Before I knew it, I was back in the middle of the pack as the final table began. The action at the final table was fast, much faster than usual given the UB mtt structures, and the first 6 players were eliminated within the span of maybe 40 minutes of play, leaving us three-handed with me the middle stack at around 180k in chips, to about 300k for first place and around 150k for the third place guy. Eventually, after a dearth of bad hands that I couldn't do much raising or calling of raises with, I raised preflop with QJo on the button and got a call from the big stack in the big blind. When the flop came down KT5 to give me the OESD, I figured I had to go with it here since I had been the preflop aggressor anyways. At the time my stack was about twice the amount that was in the pot, and rather than push in a pot-sized bet and then likely be committed with just a third of the pot left behind, I figured it made the most sense to push it all in since I was going to call any raise from my opponent in any event given the stacks involved. He thought for maybe 3 seconds before calling me down for a third of his stack with?

A8. Offsuit. Unimproved. My 13 outs twice did not hit, and IGH in 3rd place for $3474 and change. That's a tough way to go down, and I would be really annoyed about such a horrible call to get donked out of a tournament on, but like I've said, this one was one of the few, the proud, the lucksack runs that even I am entitled to have once in a while. I won over $3500 counting my elimination bounties on a night where I had to luck out when dominated multiple times just to even be alive to make the final table. I'll take it.

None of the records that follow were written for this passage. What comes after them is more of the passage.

PR #1210, opened 2023-10-29
Fixing the threading issue in the syslog monitor

alesnovak-s1:
Requests are read in a thread pool first to release the socket fd as soon as possible to ensure higher throughput.
The data is handled in a separate thread pool.

https://sentinelone.atlassian.net/browse/DTIN-3231

### DIFF
--- a/scalyr_agent/builtin_monitors/syslog_monitor.py
+++ b/scalyr_agent/builtin_monitors/syslog_monitor.py
@@ -1092,7 +1092,7 @@ class SyslogTCPHandler(six.moves.socketserver.BaseRequestHandler):
 
         try:
             DONE = "DONE"
-            work_queue = queue.SimpleQueue()
+            work_queue = queue.Queue()
             def worker(queue):
                 data = queue.get(block=True)
                 log_to_file("SyslogTCPHandler.handle - worker got data data=" + str(data))
--- a/scalyr_agent/builtin_monitors/syslog_monitor.py
+++ b/scalyr_agent/builtin_monitors/syslog_monitor.py
@@ -610,9 +610,6 @@ class SyslogUDPHandler(six.moves.socketserver.BaseRequestHandler):
             self.server.syslog_handler.handle, data, extra
         )
 
-        # self.server.syslog_handler.handle(data, extra)
-
-
 
 class SocketNotReadyException(Exception):
     def __init__(self, cause):
@@ -1038,13 +1035,9 @@ class SyslogTCPHandler(six.moves.socketserver.BaseRequestHandler):
                 traceback.format_exc(),
             )
 
-    def handle(self):
-        syslog_request = SyslogRequest(
-            socket=self.request,
-            max_buffer_size=self.server.tcp_buffer_size
-        )
+    def _syslog_request_parser(self):
         if self.request_parser == "default":
-            syslog_parser = SyslogRequestParser(
+            return SyslogRequestParser(
                 socket_client_address=self.client_address,
                 socket_server_address=self.server.server_address,
                 max_buffer_size=self.server.tcp_buffer_size,
@@ -1052,7 +1045,7 @@ class SyslogTCPHandler(six.moves.socketserver.BaseRequestHandler):
                 message_size_can_exceed_tcp_buffer=self.server.message_size_can_exceed_tcp_buffer
             )
         elif self.request_parser == "batch":
-            syslog_parser = SyslogBatchedRequestParser(
+            return SyslogBatchedRequestParser(
                 socket_client_address=self.client_address,
                 socket_server_address=self.server.server_address,
                 max_buffer_size=self.server.tcp_buffer_size,
@@ -1061,7 +1054,7 @@ class SyslogTCPHandler(six.moves.socketserver.BaseRequestHandler):
                 message_delimiter=self.message_delimiter
             )
         elif self.request_parser == "raw":
-            syslog_parser = SyslogRawRequestParser(
+            return SyslogRawRequestParser(
                 socket_client_address=self.client_address,
                 socket_server_address=self.server.server_address,
                 max_buffer_size=self.server.tcp_buffer_size,
@@ -1069,6 +1062,14 @@ class SyslogTCPHandler(six.moves.socketserver.BaseRequestHandler):
             )
         else:
             raise ValueError("Invalid request parser: %s" % (self.request_parser))
+
+    def handle(self):
+        syslog_request = SyslogRequest(
+            socket=self.request,
+            max_buffer_size=self.server.tcp_buffer_size
+        )
+        syslog_parser = self._syslog_request_parser()
+        
         global_log.log(
             scalyr_logging.DEBUG_LEVEL_1,
             "SyslogTCPHandler.handle - created syslog_parser. Thread: %d",
@@ -1076,6 +1077,8 @@ class SyslogTCPHandler(six.moves.socketserver.BaseRequestHandler):
         )
 
         try:
+            # Worker is responsible for processing the data read from one request.
+            # Using the queue ensures the data is processed in the order it was read.
             DONE = "DONE"
             work_queue = queue.Queue()
             def worker(queue):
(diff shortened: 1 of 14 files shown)


scalyr_agent/builtin_monitors/thread_pool.py
```diff
@@ -0,0 +1,59 @@
+import threading
```
tomaz-s1, line 1: Let's please add ASF license header to this file.

scalyr_agent/builtin_monitors/syslog_monitor.py
```diff
@@ -18,6 +18,10 @@
 from __future__ import absolute_import
```
tomaz-s1, line 18: It would be good to add a docstring to this module to explain to the developers how request processing works and that we use a thread pool for processing requests and reading data from the socket.

scalyr_agent/builtin_monitors/syslog_monitor.py
```diff
@@ -570,77 +576,113 @@ class SyslogUDPHandler(six.moves.socketserver.BaseRequestHandler):
...
     def handle(self):
         data = six.ensure_text(self.request[0].strip(), "utf-8", errors="ignore")
         extra = {
             "proto": "udp",
             "srcip": self.client_address[0],
             "destport": self.server.server_address[1],
         }
-        self.server.syslog_handler.handle(data, extra)
 
+        self.__request_processing_executor.submit(
```
tomaz-s1, line 602: Since `handle` is now called inside a thread, do we need any kind of locking around this method?

It appears we already have a lock in https://github.com/scalyr/scalyr-agent-2/blob/888447321333b7f817739cb06806a461188b3ba7/scalyr_agent/builtin_monitors/syslog_monitor.py#L1583 for file creation related reasons and all `handle()` method does is pass data to the logger (https://github.com/scalyr/scalyr-agent-2/blob/888447321333b7f817739cb06806a461188b3ba7/scalyr_agent/builtin_monitors/syslog_monitor.py#L1738).

I believe we already have a lock in our custom logger methods, but it would be good to confirm there are no race conditions - starting a monitor and sending a lot of data to in in parallel manner and verifying that syslog monitor log file is correct aka that data is not interleaved.

scalyr_agent/builtin_monitors/thread_pool.py
```diff
@@ -0,0 +1,59 @@
...
+from concurrent.futures import ThreadPoolExecutor
+
+from scalyr_agent import scalyr_logging
+
+global_log = scalyr_logging.getLogger(__name__)
+
+class ExecutorMixIn:
+    def __init__(self):
+        # Using 4 threads for processing requests, because of GIL and CPU bound tasks higher number would not help process the data faster.
+        self._request_processing_executor = ThreadPoolExecutorFactory.get_singleton("request_processing_executor", max_workers=4)
```
tomaz-s1, line 11: Do we want to make `max_workers` configurable?

Perhaps it's a good idea in case someone hits a race condition or similar so we can provide them with a workaround to set this value to `1`.

scalyr_agent/monitors_manager.py
```diff
@@ -208,6 +210,10 @@ def stop_manager(self, wait_on_join=True, join_timeout=5):
 
         start_time = time.time()
 
+        log.info("Stopping shared thread pools")
+        ThreadPoolExecutorFactory.shutdown(wait=False, cancel_futures=True)
```
tomaz-s1, line 214: To me it seems like that this should live on the syslog monitor `stop()` method and not inside the MonitorsManager itself.

alesnovak-s1: The thread pools are shared across the syslog monitors. That's why it needs to be here.

tomaz-s1: Ah, ok, makes sense, thanks for clarifying.

Could this cause any issues since each monitor is running in a separate thread already?

alesnovak-s1: That's a good question.
ThreadPool.submit (this method is thread safe) adds a callable item with parameters to a queue and starts a new thread and adds it to an internal pool if num_threads < self._max_workers.
What I was worried about is creating and starting a long running nested thread - possibly blocking joining of the parent thread. But that's not the case in python.
It would be a better design not to call processing_executor.submit from inside thread from a request_reading_executor pool, but abstractions around BaseServer don't allow it. 
Ideally we should use an async server like tornado to handle these requests, but that's for another PR :)

scalyr_agent/builtin_monitors/thread_pool.py
alesnovak-s1: This was a laziness on my part, I will make it configurable :)

scalyr_agent/builtin_monitors/syslog_monitor.py
tomaz-s1: Thanks for the clarification :)

scalyr_agent/monitors_manager.py
alesnovak-s1: > To me it seems like that this should live on the syslog monitor `stop()` method and not inside the MonitorsManager itself.

Looking more into the code of syslog monitors, I've realized you're right.
Since SyslogMonitor is in charge of starting and stopping all Syslog Servers, it makes sense for it to be responsible for creation and shutting down of the pools.

alesnovak-s1: In the end it really needs to be in the Monitor Manager, I understood the Syslog Monitor wrong. It starts servers for one monitor configuration only.

alesnovak-s1:
@tomaz-s1 
I have added configuration, changed tests to follow the new api of some of the classes (Syslog Request and Parser).
And now to ensure the request data is processed in the correct order, the worker submitted to the processing executor gets his data from a Queue (one queue and one worker per request). 
Please review again.

tomaz-s1:
@alesnovak-s1 Thanks.

Have we done any end to end testing with agent running multiple monitor instances and producer sending data in parallel (e.g. using https://github.com/scalyr/syslog-collector/tree/main/data-and-load-generator tool)?

scalyr_agent/builtin_monitors/syslog_monitor.py
```diff
@@ -570,77 +583,110 @@ class SyslogUDPHandler(six.moves.socketserver.BaseRequestHandler):
...
-            return None
-        except NON_BLOCKING_SOCKET_DATA_NOT_READY_EXCEPTIONS:
-            return None
+                raise SocketClosed()
+        except (socket.timeout, *NON_BLOCKING_SOCKET_DATA_NOT_READY_EXCEPTIONS) as e:
+            raise SocketNotReadyException(e)
         except socket.error as e:
             if e.errno == errno.EAGAIN:
-                return None
+                raise SocketNotReadyException(e)
```
tomaz-s1, line 643: Just curious why this change is needed? In the past, we had bug related to this code path throwing, but this could have changed with the multi threading model.

tomaz-s1 (approved):
LGTM, but I would feel more comfortable if we performed more end to end testing with multiple monitor instances and highly parallel producer.

scalyr_agent/builtin_monitors/syslog_monitor.py
alesnovak-s1: Before the method returned None for both cases - when data on socket were not ready and when the socket was closed.
And you had to guess what happened. 
The exceptions are path of the code flow and are expected and catched right away, avoiding any propagating.

alesnovak-s1: And I don't like returning None when something unexpected happened. It's quite error-prone.

alesnovak-s1:
> @alesnovak-s1 Thanks.
> 
> Have we done any end to end testing with agent running multiple monitor instances and producer sending data in parallel (e.g. using https://github.com/scalyr/syslog-collector/tree/main/data-and-load-generator tool)?

Yes, I have a config with multiple Syslog (~15) monitors configured with both udp and tcp ports.
I was using loggen and syslog-loadgen and sending tons of data to all the ports in parallel, several processes per port.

Oh, I should mention that my withdrawal check from UB arrived via fedex within exactly three days, just as the site promised. I deposited it today, and it looks like I will be making another withdrawal later this week as well. Assuming this thing clears, it is just another example of how UB is really going out of their way to make their mtt customers happy these days. Compare that time to get a check to what happens when you try to withdraw money from full tilt, pokerstars or Bodog these days. You wait what, a whole month? Two months? More? And then the check bounces half the time anyways doesn't it. UB not only returns emails right away and has live chat available on immediate request on its website, but at least as of now they are sending real life checks drawn on a U.S. company within just a few days. Gotta love it.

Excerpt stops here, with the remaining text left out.